The Flat Tire

We have been lucky when it comes to flat tires. We’ve driven round-trip from Virginia to Florida four times without a flat. We’ve driven from Virginia to Maine without a flat. We’ve driven dozens of times between Virginia and New York and have never pulled over because of a flat tire. We’ve had tire problems. Nails and screws and things like that. I fill up the tire and then drive to the mechanic to have it patched.

Yesterday, we arrived home from Florida, after 1,100 miles of driving in just 2 days. When I got out of the car, I looked to where our second car had been sitting unused for two weeks and noticed a completely flat right rear tire.

Flat tire

Ah, well, I thought. It was bound to happen at some point. We’d just arrived home and hadn’t even unpacked the car. We were in no rush, so I figured I’d deal with the flat the next day. My initial thought was just to call AAA and have them come by and swap out the flat for the spare.

When I woke up this morning, I had a different thought. The one disadvantage to not having the occasional flat tire is not getting the experience of changing a flat. My grandfather—who had been an auto mechanic most of his life—had taught me how to change a flat. But since I never had a flat tire, I never had the need to use that experience. Laying in bed this morning I thought: forget the Automobile club, I’ll do it myself.

I did it myself, the way my grandfather taught me. I jacked up the car just enough so that the tire was about to leave the ground. I loosened the nuts. Then I jacked up the car enough to remove the old tire, and replace it with the new one. It was easy, save one little mistake.

I should have checked the air pressure in the spare before putting it on. It turned out that the spare tire, having never been used, and having been mounted on the car for years, needed air. After removing the spare, I tossed it into the back of the other car, drove to the local service station, and filled it with air, 44 PSI, as recommended on the tire. I got back, put the tire on car, tighten the bolts, lowered the car, and gave each bolt a final crank. And the spare has now successfully replaced the flat tire.

Fixed tire

The whole process, including driving to the local service station to put air in the spare tire, took under an hour. That might sound long, and perhaps it is, but I hadn’t changed a tire since my grandfather taught me how to do it as a teenager.

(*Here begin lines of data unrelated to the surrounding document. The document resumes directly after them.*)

PR #2256, opened 2026-06-15
Add Chatterbox text-to-speech backend

Geramy:
Integrates Resemble AI's [Chatterbox](https://github.com/resemble-ai/chatterbox) as a text-to-speech backend, served through the existing OpenAI-compatible `/v1/audio/speech` endpoint.

## Highlights
- **Multi-device:** CUDA, ROCm, Metal, and CPU — auto-selects GPU when available, falls back to CPU.
- **Byte-level streaming:** raw PCM16 @ 24 kHz via Chatterbox's `generate_stream` when available, with a single-chunk fallback otherwise.
- **Three variants:** English, Multilingual, and Turbo (registered in `server_models.json`).
- **Selective downloads:** only fetches the weight files each variant actually loads (~3 GB) instead of the full ~14 GB repo.

## Pieces
- `tools/chatterbox-server/main.py` — thin OpenAI-compatible HTTP wrapper around `chatterbox-tts`.
- `ChatterboxServer` C++ backend (`WrappedServer` + `ITextToSpeechServer`) with per-device install params.
- Recipe wiring: router, backend_utils, system_info (preference order), model_types, recipe_options, runtime_config, model_manager.
- `backend_versions.json` pins + docs page + minor UI display name/order.

Self-contained bundles are built by the companion [lemonade-sdk/chatterbox-rocm](https://github.com/lemonade-sdk/chatterbox-rocm) distribution repo (tracks `chatterbox-tts` PyPI releases).

### DIFF
--- a/CMakeLists.txt
+++ b/CMakeLists.txt
@@ -614,6 +614,7 @@ set(SOURCES_CORE
     src/cpp/server/backends/whisper_server.cpp
     src/cpp/server/backends/moonshine_server.cpp
     src/cpp/server/backends/kokoro_server.cpp
+    src/cpp/server/backends/chatterbox_server.cpp
     src/cpp/server/backends/sd_server.cpp
     src/cpp/server/backends/vllm_server.cpp
     src/cpp/server/backends/backend_utils.cpp
--- a/docs/guide/configuration/chatterbox.md
+++ b/docs/guide/configuration/chatterbox.md
@@ -1,0 +1,117 @@
+# Chatterbox Backend Options
+
+Lemonade integrates [Chatterbox](https://github.com/resemble-ai/chatterbox) (Resemble AI) as a **text-to-speech** backend, exposed through the OpenAI-compatible `/v1/audio/speech` endpoint (the same endpoint the Kokoro backend uses). Unlike Kokoro (CPU/Metal only), Chatterbox is a PyTorch model and supports **GPU acceleration** across vendors:
+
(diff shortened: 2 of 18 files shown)


jeremyfowers:
Scheduled for next release - please do not merge before 10.8 releases.

fl0rianr (changes requested):
Thanks for the integration — the overall shape looks good, and the latest push addressing split archives is useful. I still think this should not merge yet.

Main blockers:

1. CodeQL is flagging an uncontrolled path expression in tools/chatterbox-server/main.py, and I think this is a real issue. The HTTP request can provide audio_prompt_path, and voice is also interpreted as a local host path when os.path.isfile(voice) succeeds. Please avoid accepting arbitrary host paths from API requests. Prefer registered voice IDs, uploaded/temp files, or a strict allowlisted directory with canonical-path validation.

2. The advertised platform matrix does not match the generated asset names. system_info.cpp marks Chatterbox CPU as supported on Windows/Linux/macOS for both x86_64 and arm64, but get_install_params() always emits windows-x64, linux-x64, and macos-arm64. Please either constrain the support matrix or generate arch-correct asset names.

3. Chatterbox-Multilingual needs explicit handling for missing language_id. Upstream requires it, while the wrapper only forwards it when present. This should return a clean 400 or use a documented default language.

4. Please reconsider the production from_local() -> from_pretrained() fallback. It can hide selective-download bugs and unexpectedly perform network downloads during model load. Lemonade should fail fast if the pulled snapshot is incomplete.

5. Please make sure the backend includes the new watchdog logic as well like #2252

jeremyfowers:
RFC required!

And you know what? I’m glad I didn’t call AAA. I’m glad I changed the tire myself. If nothing else, it gave me the confidence to know that, when the time comes and we do have a flat on one of our road trips, I don’t have to wait for AAA or a tow truck to help put on a spare. I know how to do it myself.

Oh, and the reason the tire had gone flat in the first place, even though the car had been sitting there for two weeks while we were on vacation? In inspecting it after I removed it, I found a tiny screw embedded in the tread.

3 comments

  1. As my dad used to say, “It’s only flat on the bottom!” 🙂 It probably would have taken AAA almost an hour to get there anyway.

    1. I think we’ve lucked out with AAA. We’ve called them twice in the last two or three years, both times for dead batteries. Each time, they said they’d be by in 15 minutes, and each time, they were here in 10.

  2. Wow. By the time I was 18, I was my own expert on handling flats…and getting a dead car battery to work. It helped that in my 20s I owned a classic Beetle. They demand love, and remind you when you’ve neglected them by stranding you on the side of an interstate in Deming. Las Cruses, Memphis or in a swamp in North Carolina. I ended up changing my wife’s O2 sensors during Hurricane Sandy.

    For the modern cars, I’ll do the easy stuff like breaks. But, my “midlife crisis” project is to rebuild a ’72 Beetle from the ground up.